▶ **What to do**
Every single record needs to be restated word for word.

▶ **Data**
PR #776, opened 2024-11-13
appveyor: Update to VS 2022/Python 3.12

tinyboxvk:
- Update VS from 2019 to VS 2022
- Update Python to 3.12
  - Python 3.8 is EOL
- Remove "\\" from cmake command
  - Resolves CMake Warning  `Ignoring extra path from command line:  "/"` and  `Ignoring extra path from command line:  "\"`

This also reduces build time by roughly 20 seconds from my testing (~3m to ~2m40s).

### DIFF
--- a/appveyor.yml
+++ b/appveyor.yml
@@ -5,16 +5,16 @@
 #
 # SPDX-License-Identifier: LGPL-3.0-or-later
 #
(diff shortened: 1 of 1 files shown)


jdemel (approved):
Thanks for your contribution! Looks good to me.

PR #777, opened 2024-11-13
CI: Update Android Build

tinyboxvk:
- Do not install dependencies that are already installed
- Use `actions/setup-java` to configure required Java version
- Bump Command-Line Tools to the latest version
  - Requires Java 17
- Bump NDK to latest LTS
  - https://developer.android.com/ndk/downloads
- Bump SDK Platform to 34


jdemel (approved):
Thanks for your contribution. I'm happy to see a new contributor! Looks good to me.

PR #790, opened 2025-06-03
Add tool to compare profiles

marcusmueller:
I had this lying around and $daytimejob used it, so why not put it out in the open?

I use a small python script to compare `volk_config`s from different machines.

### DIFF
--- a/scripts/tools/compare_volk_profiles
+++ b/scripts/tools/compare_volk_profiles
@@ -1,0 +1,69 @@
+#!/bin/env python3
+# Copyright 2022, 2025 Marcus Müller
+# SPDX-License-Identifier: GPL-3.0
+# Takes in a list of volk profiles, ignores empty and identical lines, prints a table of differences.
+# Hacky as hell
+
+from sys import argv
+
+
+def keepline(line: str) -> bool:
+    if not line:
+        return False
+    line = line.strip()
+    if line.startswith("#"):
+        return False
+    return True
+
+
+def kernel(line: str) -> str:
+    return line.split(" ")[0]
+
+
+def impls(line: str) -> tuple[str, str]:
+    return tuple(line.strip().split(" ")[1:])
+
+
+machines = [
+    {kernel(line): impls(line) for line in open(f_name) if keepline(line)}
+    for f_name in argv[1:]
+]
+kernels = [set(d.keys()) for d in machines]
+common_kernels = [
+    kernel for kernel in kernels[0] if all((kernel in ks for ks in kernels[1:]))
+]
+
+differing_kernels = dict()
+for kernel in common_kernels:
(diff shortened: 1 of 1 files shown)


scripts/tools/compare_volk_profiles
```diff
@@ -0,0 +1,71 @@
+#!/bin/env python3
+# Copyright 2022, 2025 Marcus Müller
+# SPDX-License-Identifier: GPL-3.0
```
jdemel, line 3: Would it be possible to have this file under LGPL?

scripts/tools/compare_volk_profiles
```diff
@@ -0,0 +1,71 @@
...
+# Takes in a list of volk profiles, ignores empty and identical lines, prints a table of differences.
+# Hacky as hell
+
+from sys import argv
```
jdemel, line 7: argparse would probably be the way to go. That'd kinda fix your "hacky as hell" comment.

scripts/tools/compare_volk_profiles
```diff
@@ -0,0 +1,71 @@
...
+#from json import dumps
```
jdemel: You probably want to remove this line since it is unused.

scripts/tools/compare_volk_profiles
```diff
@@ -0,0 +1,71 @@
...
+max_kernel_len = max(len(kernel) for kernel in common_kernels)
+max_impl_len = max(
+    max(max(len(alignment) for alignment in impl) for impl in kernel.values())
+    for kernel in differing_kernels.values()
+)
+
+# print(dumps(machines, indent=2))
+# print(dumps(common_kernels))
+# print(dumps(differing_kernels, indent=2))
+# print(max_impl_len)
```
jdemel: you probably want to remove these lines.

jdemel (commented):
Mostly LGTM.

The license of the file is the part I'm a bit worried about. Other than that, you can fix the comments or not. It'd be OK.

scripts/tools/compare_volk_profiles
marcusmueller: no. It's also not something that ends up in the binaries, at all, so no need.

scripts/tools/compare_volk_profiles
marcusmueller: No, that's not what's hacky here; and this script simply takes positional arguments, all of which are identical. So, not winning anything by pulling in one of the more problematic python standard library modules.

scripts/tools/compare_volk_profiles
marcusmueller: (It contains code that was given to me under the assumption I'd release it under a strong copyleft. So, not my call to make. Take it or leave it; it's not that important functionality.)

▶ **Response area**
PR #776, opened 2024-11-13
appveyor: Update to VS 2022/Python 3.12

tinyboxvk:
- Update VS from 2019 to VS 2022
- Update Python to 3.12
  - Python 3.8 is EOL
- Remove "\\" from cmake command
  - Resolves CMake Warning  `Ignoring extra path from command line:  "/"` and  `Ignoring extra path from command line:  "\"`

This also reduces build time by roughly 20 seconds from my testing (~3m to ~2m40s).

### DIFF
--- a/appveyor.yml
+++ b/appveyor.yml
@@ -5,16 +5,16 @@
 #
 # SPDX-License-Identifier: LGPL-3.0-or-later
 #
(diff shortened: 1 of 1 files shown)


jdemel (approved):
Thanks for your contribution! Looks good to me.

PR #777, opened 2024-11-13
CI: Update Android Build

tinyboxvk:
- Do not install dependencies that are already installed
- Use `actions/setup-java` to configure required Java version
- Bump Command-Line Tools to the latest version
  - Requires Java 17
- Bump NDK to latest LTS
  - https://developer.android.com/ndk/downloads
- Bump SDK Platform to 34


jdemel (approved):
Thanks for your contribution. I'm happy to see a new contributor! Looks good to me.

PR #790, opened 2025-06-03
Add tool to compare profiles

marcusmueller:
I had this lying around and $daytimejob used it, so why not put it out in the open?

I use a small python script to compare `volk_config`s from different machines.

### DIFF
--- a/scripts/tools/compare_volk_profiles
+++ b/scripts/tools/compare_volk_profiles
@@ -1,0 +1,69 @@
+#!/bin/env python3
+# Copyright 2022, 2025 Marcus Müller
+# SPDX-License-Identifier: GPL-3.0
+# Takes in a list of volk profiles, ignores empty and identical lines, prints a table of differences.
+# Hacky as hell
+
+from sys import argv
+
+
+def keepline(line: str) -> bool:
+    if not line:
+        return False
+    line = line.strip()
+    if line.startswith("#"):
+        return False
+    return True
+
+
+def kernel(line: str) -> str:
+    return line.split(" ")[0]
+
+
+def impls(line: str) -> tuple[str, str]:
+    return tuple(line.strip().split(" ")[1:])
+
+
+machines = [
+    {kernel(line): impls(line) for line in open(f_name) if keepline(line)}
+    for f_name in argv[1:]
+]
+kernels = [set(d.keys()) for d in machines]
+common_kernels = [
+    kernel for kernel in kernels[0] if all((kernel in ks for ks in kernels[1:]))
+]
+
+differing_kernels = dict()
+for kernel in common_kernels:
(diff shortened: 1 of 1 files shown)


scripts/tools/compare_volk_profiles
```diff
@@ -0,0 +1,71 @@
+#!/bin/env python3
+# Copyright 2022, 2025 Marcus Müller
+# SPDX-License-Identifier: GPL-3.0
```
jdemel, line 3: Would it be possible to have this file under LGPL?

scripts/tools/compare_volk_profiles
```diff
@@ -0,0 +1,71 @@
...
+# Takes in a list of volk profiles, ignores empty and identical lines, prints a table of differences.
+# Hacky as hell
+
+from sys import argv
```
jdemel, line 7: argparse would probably be the way to go. That'd kinda fix your "hacky as hell" comment.

scripts/tools/compare_volk_profiles
```diff
@@ -0,0 +1,71 @@
...
+#from json import dumps
```
jdemel: You probably want to remove this line since it is unused.

scripts/tools/compare_volk_profiles
```diff
@@ -0,0 +1,71 @@
...
+max_kernel_len = max(len(kernel) for kernel in common_kernels)
+max_impl_len = max(
+    max(max(len(alignment) for alignment in impl) for impl in kernel.values())
+    for kernel in differing_kernels.values()
+)
+
+# print(dumps(machines, indent=2))
+# print(dumps(common_kernels))
+# print(dumps(differing_kernels, indent=2))
+# print(max_impl_len)
```
jdemel: you probably want to remove these lines.

jdemel (commented):
Mostly LGTM.

The license of the file is the part I'm a bit worried about. Other than that, you can fix the comments or not. It'd be OK.

scripts/tools/compare_volk_profiles
marcusmueller: no. It's also not something that ends up in the binaries, at all, so no need.

scripts/tools/compare_volk_profiles
marcusmueller: No, that's not what's hacky here; and this script simply takes positional arguments, all of which are identical. So, not winning anything by pulling in one of the more problematic python standard library modules.

scripts/tools/compare_volk_profiles
marcusmueller: (It contains code that was given to me under the assumption I'd release it under a strong copyleft. So, not my call to make. Take it or leave it; it's not that important functionality.)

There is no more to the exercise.